(TASK DESCRIPTION)
A single number is needed: how many lines of the data hold the word "Fixed".
BEGIN STUDY MATERIAL
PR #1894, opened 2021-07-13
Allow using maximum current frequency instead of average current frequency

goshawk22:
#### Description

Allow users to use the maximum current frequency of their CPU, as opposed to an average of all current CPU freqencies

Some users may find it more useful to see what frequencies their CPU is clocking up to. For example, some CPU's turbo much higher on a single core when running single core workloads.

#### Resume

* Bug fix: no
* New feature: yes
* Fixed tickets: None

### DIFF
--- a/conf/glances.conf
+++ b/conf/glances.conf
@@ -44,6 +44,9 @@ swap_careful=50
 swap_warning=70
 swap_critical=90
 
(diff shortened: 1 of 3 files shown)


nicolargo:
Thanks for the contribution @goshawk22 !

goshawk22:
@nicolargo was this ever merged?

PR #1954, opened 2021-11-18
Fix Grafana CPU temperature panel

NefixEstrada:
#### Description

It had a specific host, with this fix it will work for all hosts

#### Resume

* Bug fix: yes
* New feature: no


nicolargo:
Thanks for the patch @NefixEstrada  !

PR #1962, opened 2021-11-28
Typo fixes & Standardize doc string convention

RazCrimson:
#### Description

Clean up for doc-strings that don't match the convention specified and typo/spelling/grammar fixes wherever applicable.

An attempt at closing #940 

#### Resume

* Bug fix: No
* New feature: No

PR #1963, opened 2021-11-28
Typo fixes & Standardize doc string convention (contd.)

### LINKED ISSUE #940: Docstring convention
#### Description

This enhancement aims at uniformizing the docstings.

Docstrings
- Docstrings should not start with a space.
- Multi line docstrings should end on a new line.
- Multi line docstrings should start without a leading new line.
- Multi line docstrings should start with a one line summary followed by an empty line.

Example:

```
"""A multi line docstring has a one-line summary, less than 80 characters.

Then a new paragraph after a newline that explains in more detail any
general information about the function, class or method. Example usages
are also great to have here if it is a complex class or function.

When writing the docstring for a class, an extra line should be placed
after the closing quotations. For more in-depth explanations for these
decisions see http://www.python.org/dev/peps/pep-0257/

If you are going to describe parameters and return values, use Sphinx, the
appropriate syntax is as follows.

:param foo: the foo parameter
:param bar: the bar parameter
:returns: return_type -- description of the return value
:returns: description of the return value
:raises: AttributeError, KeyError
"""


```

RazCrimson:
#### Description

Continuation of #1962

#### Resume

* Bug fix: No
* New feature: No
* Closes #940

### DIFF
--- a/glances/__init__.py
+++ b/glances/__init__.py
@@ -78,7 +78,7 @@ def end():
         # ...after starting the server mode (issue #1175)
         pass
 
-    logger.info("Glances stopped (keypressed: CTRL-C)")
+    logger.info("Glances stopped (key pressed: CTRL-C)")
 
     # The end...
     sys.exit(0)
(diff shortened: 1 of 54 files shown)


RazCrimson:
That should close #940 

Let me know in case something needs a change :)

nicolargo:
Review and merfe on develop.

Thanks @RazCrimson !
END STUDY MATERIAL
BEGIN STUDY MATERIAL
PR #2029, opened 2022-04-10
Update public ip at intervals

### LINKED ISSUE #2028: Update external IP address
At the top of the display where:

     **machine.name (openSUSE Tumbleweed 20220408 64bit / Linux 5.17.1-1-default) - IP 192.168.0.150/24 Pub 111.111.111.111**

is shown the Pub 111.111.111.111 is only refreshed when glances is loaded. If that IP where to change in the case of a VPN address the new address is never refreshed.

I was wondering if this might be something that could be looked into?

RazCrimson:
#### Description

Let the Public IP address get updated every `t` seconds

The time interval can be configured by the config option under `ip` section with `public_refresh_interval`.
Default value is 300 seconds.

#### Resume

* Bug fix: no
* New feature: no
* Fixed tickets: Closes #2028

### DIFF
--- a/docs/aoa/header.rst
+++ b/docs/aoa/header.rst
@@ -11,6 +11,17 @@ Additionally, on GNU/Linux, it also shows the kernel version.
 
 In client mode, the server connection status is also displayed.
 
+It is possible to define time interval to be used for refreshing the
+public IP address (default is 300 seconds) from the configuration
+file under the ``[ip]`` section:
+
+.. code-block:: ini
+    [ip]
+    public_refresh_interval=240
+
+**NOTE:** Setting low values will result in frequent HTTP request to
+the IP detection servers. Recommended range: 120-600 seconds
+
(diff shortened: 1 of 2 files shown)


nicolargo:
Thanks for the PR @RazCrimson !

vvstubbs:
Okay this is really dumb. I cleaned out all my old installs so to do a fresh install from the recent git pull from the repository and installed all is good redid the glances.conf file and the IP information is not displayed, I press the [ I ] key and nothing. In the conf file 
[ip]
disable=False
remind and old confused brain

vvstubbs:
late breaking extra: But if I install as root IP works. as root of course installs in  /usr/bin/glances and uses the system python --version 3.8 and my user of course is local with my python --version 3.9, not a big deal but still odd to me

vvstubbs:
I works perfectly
END STUDY MATERIAL
(RESPONSE TO THE TASK)
2